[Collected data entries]
* * *
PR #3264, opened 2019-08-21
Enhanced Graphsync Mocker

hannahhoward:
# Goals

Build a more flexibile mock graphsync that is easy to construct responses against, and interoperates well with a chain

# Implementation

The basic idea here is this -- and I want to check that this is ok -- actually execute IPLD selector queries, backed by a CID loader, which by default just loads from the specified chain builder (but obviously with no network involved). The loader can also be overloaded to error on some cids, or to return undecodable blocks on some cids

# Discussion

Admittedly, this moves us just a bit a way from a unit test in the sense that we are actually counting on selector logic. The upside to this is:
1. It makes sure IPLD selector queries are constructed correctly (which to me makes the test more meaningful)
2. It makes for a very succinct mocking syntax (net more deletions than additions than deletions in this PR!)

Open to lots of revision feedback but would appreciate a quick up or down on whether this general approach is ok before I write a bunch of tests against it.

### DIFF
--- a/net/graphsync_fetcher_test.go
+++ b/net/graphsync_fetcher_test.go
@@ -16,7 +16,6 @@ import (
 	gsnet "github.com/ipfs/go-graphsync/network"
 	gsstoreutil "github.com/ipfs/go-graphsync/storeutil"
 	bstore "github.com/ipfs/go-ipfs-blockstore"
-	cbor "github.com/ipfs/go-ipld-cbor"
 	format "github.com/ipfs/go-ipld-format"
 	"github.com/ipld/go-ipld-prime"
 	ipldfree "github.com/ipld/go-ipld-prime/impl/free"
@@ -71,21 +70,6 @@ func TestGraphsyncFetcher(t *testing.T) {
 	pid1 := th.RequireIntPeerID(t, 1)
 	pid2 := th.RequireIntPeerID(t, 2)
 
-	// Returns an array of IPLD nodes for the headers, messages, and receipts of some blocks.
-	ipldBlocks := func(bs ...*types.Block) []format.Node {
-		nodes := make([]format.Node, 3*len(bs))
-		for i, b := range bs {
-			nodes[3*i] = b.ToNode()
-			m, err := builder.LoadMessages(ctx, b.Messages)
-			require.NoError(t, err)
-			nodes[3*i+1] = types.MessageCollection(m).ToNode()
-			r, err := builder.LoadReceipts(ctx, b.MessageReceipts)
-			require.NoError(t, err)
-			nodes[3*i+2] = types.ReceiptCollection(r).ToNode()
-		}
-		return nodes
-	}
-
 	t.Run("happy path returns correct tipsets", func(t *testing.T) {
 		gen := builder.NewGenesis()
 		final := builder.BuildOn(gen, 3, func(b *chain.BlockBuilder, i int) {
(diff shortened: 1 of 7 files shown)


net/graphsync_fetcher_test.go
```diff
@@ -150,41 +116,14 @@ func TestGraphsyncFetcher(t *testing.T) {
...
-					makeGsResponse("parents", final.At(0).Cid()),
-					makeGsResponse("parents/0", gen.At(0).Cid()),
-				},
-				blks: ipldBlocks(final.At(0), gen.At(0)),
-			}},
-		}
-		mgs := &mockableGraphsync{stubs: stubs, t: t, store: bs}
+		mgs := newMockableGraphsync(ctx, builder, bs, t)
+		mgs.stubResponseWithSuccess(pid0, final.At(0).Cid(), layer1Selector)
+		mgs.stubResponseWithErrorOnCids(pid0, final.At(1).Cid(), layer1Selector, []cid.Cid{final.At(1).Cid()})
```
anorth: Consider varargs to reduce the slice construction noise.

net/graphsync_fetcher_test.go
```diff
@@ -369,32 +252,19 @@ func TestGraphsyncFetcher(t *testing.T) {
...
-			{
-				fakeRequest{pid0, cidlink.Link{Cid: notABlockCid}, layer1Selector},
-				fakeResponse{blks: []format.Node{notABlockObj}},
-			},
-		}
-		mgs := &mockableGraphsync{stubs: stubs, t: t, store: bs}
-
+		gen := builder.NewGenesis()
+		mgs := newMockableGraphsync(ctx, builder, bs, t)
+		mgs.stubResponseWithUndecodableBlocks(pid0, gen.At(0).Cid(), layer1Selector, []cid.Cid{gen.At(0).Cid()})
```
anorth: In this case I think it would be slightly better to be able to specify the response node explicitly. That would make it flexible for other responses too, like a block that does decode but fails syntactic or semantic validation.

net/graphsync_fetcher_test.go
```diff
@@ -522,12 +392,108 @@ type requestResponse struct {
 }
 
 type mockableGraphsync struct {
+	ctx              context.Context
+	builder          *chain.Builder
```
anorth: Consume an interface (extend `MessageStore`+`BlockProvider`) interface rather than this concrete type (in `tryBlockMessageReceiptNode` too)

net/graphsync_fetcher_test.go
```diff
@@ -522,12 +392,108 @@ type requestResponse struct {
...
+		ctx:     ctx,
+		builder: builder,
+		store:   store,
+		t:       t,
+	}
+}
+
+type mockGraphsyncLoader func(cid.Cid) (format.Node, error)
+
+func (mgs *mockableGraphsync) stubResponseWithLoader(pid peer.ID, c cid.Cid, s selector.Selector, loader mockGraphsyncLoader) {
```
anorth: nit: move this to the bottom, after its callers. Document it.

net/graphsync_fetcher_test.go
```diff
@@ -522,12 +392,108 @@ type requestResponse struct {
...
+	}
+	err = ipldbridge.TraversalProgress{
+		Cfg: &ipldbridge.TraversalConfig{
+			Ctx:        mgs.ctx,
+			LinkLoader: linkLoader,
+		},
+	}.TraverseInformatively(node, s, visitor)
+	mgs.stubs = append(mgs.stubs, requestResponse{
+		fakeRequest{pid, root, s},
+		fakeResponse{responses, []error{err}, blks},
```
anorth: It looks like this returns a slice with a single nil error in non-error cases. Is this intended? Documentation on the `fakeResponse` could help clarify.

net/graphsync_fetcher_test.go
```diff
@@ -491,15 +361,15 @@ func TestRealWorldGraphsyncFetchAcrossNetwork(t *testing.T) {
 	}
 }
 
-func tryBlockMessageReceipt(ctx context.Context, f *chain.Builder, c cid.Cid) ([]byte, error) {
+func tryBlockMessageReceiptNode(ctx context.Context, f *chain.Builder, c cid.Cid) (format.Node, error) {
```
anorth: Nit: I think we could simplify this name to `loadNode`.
* * *
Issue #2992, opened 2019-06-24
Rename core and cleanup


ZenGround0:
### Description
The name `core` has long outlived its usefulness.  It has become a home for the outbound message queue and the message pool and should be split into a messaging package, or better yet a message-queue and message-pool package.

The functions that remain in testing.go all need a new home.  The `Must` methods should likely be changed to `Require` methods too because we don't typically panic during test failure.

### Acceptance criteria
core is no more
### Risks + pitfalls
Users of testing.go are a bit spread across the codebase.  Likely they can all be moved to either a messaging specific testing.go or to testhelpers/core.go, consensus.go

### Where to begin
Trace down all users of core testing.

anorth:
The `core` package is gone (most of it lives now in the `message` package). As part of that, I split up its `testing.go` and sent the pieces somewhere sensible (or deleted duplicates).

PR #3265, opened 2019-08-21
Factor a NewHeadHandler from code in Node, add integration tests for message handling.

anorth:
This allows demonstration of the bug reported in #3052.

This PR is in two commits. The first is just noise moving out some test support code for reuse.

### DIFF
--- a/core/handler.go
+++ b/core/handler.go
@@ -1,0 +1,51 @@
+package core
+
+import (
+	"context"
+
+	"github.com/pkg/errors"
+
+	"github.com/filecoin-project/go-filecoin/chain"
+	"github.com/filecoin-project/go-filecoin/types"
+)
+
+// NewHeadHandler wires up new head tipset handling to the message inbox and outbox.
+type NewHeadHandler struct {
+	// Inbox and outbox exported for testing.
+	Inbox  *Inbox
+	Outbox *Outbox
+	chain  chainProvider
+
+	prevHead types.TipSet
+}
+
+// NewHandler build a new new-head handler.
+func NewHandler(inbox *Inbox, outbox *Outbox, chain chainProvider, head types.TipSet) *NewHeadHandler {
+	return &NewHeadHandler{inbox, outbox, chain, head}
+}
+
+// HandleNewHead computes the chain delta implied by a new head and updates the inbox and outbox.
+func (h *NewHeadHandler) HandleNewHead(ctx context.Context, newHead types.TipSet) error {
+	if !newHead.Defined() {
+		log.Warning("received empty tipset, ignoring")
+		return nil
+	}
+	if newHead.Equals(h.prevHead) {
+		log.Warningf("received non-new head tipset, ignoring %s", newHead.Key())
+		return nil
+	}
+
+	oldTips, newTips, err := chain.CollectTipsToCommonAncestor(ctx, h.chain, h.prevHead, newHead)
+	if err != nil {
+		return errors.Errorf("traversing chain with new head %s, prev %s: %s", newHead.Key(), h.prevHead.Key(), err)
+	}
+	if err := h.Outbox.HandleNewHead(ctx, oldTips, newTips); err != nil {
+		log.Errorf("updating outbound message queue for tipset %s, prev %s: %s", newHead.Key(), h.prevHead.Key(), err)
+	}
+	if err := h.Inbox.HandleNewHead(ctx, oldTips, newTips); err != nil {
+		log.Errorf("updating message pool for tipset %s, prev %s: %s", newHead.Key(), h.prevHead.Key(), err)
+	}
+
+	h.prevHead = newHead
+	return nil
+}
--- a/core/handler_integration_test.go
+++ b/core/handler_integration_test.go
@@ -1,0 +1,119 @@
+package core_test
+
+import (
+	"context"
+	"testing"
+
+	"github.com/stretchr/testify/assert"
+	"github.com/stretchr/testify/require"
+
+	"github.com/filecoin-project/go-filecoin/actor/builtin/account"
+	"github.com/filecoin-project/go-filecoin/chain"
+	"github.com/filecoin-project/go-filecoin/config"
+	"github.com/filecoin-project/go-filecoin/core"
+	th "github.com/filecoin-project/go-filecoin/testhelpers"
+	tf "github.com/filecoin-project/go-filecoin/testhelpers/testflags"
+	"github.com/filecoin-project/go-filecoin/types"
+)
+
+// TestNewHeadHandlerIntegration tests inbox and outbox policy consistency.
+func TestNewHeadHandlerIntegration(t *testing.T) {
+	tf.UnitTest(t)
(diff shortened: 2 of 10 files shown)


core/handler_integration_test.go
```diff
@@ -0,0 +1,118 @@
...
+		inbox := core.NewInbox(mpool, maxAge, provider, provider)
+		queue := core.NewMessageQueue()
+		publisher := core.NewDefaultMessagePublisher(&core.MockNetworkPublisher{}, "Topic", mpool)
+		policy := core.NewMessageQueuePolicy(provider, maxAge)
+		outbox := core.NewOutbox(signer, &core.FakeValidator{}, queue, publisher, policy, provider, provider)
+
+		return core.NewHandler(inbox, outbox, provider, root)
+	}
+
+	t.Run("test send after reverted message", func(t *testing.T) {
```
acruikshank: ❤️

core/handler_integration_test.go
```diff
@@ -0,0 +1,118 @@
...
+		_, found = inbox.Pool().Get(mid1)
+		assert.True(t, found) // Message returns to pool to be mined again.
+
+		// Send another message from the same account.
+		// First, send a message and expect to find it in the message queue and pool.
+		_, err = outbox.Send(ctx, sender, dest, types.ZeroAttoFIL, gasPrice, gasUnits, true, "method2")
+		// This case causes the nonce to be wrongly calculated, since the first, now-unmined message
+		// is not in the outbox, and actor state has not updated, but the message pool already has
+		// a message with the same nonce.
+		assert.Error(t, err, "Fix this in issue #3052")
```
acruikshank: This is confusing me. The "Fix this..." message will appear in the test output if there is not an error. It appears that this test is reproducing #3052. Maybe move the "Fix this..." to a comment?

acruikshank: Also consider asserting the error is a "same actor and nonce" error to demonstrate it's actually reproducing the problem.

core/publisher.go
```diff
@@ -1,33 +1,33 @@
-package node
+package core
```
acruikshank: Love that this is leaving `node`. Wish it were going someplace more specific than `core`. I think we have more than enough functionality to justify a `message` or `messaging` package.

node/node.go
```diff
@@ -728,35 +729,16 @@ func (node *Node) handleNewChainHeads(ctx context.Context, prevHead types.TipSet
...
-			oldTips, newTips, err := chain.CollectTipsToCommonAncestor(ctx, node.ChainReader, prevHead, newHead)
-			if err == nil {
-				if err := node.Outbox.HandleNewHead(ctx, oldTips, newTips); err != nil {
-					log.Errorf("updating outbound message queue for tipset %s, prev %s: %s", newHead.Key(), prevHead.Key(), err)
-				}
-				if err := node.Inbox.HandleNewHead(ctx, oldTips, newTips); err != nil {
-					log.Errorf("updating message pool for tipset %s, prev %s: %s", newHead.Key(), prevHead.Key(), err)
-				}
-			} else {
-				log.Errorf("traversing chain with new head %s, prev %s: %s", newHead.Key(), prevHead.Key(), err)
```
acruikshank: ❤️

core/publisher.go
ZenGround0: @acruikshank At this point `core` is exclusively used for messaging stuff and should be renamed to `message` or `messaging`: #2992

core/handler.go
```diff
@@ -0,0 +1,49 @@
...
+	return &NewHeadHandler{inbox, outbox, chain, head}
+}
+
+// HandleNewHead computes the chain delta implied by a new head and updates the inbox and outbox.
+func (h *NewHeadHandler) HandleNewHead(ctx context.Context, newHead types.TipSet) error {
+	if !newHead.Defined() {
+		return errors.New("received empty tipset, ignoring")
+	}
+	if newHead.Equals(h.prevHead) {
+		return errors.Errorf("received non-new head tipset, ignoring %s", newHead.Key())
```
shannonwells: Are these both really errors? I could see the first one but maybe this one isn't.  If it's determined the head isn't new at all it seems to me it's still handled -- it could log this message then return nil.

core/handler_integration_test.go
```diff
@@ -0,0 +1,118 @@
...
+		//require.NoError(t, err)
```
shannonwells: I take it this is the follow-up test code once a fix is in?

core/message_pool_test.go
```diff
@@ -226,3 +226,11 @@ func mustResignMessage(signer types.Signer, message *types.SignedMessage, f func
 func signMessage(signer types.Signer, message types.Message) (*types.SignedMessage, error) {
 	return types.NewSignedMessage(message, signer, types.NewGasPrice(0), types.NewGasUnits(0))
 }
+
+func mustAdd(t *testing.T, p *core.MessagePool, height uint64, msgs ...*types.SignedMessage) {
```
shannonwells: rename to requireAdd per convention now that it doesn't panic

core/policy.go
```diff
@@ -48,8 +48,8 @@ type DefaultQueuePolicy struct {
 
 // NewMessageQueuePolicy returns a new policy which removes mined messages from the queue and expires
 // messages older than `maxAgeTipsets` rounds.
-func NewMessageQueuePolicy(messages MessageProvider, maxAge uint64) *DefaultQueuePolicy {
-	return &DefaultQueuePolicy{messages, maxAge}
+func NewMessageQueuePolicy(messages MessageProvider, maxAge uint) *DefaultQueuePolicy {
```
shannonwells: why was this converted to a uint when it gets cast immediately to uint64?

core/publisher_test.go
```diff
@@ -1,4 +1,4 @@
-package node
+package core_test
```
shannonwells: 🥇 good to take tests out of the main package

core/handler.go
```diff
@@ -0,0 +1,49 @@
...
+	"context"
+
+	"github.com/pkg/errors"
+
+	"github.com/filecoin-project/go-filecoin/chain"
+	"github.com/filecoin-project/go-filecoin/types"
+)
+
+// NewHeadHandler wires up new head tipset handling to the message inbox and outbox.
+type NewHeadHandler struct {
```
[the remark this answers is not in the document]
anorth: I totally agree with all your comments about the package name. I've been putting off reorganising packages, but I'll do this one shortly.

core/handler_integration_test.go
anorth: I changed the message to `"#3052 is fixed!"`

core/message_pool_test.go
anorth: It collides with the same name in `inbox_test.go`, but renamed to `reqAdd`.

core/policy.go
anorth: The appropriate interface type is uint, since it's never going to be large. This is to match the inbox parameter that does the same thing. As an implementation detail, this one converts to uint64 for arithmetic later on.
* * *
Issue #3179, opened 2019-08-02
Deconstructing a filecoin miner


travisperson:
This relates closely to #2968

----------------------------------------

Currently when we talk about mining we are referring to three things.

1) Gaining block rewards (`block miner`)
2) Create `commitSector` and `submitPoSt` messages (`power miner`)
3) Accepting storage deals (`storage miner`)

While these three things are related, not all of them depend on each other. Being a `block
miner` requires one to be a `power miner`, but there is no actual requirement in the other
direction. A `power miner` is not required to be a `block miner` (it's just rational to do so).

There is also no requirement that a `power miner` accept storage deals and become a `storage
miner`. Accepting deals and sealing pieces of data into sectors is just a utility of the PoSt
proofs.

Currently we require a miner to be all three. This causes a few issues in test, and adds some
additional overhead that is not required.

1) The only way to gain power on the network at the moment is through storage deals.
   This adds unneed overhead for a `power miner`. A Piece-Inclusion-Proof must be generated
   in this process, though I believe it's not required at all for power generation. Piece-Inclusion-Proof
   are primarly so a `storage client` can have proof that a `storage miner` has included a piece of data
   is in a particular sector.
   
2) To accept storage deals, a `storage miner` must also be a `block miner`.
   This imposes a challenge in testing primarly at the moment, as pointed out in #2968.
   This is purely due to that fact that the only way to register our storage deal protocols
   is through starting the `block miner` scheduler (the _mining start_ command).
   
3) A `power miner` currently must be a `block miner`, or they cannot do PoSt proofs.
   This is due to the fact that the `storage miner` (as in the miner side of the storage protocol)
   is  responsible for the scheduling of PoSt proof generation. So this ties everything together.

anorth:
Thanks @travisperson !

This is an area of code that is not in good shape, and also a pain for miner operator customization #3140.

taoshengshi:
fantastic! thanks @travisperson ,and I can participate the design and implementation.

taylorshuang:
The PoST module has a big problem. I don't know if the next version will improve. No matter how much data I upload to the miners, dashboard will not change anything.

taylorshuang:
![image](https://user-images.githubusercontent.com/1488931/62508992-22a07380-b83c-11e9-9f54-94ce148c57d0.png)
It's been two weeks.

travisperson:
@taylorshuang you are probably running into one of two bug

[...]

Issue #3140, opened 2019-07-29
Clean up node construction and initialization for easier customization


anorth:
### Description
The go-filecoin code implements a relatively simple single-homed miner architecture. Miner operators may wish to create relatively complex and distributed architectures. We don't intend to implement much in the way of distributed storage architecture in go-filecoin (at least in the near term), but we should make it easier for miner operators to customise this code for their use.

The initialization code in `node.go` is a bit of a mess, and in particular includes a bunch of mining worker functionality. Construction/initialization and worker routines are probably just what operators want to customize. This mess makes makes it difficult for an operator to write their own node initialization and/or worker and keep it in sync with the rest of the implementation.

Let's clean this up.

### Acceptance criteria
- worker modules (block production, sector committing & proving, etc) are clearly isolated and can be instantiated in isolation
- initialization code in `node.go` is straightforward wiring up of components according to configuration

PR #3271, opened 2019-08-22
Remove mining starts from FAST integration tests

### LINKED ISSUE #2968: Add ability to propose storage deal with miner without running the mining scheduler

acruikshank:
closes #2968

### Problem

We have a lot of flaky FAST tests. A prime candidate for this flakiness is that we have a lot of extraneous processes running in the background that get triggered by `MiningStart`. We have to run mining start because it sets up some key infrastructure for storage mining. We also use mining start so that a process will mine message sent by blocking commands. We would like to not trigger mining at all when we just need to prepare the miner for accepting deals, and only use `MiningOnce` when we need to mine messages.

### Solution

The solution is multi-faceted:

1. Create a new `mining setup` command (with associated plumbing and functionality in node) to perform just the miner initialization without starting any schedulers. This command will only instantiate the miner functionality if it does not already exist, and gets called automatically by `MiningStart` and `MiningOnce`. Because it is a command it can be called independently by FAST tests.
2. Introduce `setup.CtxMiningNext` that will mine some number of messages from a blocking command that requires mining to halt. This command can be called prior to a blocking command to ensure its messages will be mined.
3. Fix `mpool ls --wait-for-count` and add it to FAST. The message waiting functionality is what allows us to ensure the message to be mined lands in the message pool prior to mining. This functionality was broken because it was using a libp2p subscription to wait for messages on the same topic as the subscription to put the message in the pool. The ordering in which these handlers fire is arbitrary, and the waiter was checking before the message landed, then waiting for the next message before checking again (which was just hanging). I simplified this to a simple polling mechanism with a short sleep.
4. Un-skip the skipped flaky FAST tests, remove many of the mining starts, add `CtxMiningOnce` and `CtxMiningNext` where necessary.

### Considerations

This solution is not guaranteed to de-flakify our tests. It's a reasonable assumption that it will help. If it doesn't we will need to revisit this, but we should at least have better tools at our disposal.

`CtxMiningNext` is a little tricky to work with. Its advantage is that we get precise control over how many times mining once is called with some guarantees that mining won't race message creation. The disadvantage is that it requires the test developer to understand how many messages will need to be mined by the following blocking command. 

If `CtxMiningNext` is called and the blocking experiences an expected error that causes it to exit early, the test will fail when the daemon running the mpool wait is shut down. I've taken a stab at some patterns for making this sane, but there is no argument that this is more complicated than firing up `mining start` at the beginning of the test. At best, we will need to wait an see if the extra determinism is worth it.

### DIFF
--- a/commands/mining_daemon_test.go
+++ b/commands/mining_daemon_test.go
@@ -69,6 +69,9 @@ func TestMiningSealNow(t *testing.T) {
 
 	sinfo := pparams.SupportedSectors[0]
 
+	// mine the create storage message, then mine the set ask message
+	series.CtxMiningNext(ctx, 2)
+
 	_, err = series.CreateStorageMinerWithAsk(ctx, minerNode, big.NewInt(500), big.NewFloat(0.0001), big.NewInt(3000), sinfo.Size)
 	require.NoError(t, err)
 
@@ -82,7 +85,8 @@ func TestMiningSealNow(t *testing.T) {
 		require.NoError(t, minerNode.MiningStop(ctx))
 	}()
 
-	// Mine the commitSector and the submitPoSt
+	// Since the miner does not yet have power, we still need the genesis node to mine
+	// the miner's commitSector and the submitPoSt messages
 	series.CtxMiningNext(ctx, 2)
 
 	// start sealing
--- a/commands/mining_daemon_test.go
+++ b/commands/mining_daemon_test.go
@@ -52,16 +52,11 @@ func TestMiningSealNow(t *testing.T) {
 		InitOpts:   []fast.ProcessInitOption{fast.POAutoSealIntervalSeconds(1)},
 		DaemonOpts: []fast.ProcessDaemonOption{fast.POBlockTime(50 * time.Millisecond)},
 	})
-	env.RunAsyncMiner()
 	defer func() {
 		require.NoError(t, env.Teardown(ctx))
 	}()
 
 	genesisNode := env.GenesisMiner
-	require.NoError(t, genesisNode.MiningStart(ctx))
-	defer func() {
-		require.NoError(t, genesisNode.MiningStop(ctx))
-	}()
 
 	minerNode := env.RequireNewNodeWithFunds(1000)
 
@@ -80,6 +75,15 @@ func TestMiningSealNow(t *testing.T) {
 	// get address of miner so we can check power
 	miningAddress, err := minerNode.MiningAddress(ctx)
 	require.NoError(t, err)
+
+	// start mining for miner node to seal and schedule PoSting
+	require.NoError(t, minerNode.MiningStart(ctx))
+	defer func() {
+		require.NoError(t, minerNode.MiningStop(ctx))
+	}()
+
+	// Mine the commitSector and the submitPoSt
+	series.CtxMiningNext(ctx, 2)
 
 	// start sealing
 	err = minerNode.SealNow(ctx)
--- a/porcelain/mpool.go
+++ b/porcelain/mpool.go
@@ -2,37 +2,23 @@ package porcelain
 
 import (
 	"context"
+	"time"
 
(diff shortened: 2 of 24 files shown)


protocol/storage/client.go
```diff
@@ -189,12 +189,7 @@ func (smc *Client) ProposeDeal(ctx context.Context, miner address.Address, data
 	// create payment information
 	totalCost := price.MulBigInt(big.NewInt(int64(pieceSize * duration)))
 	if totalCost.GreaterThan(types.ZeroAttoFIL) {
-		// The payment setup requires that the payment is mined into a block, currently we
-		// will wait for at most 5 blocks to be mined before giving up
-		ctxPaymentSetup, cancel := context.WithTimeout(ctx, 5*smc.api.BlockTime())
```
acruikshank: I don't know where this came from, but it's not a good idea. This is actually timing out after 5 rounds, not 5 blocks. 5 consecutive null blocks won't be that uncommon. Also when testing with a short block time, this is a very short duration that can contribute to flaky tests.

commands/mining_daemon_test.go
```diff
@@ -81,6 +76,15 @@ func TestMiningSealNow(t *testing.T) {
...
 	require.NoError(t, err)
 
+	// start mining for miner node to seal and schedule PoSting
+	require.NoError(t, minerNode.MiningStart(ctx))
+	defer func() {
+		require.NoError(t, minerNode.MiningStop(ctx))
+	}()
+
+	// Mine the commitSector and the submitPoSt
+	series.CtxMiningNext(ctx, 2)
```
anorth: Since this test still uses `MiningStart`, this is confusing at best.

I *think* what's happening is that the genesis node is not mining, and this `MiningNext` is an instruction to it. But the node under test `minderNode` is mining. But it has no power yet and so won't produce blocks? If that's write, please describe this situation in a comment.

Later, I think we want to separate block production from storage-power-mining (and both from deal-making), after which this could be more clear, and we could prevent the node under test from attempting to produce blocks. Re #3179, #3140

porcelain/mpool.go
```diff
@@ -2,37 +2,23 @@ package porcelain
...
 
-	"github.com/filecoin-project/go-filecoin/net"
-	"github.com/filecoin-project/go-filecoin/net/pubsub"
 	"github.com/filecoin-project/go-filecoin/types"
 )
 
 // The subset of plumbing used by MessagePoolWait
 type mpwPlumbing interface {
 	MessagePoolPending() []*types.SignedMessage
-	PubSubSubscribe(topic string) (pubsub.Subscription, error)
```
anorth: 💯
* * *
_Work instructions_. Could you return all lines from the data above that contain the string "outbound"?

_Response area_.
The name `core` has long outlived its usefulness.  It has become a home for the outbound message queue and the message pool and should be split into a messaging package, or better yet a message-queue and message-pool package.
+		log.Errorf("updating outbound message queue for tipset %s, prev %s: %s", newHead.Key(), h.prevHead.Key(), err)
-					log.Errorf("updating outbound message queue for tipset %s, prev %s: %s", newHead.Key(), prevHead.Key(), err)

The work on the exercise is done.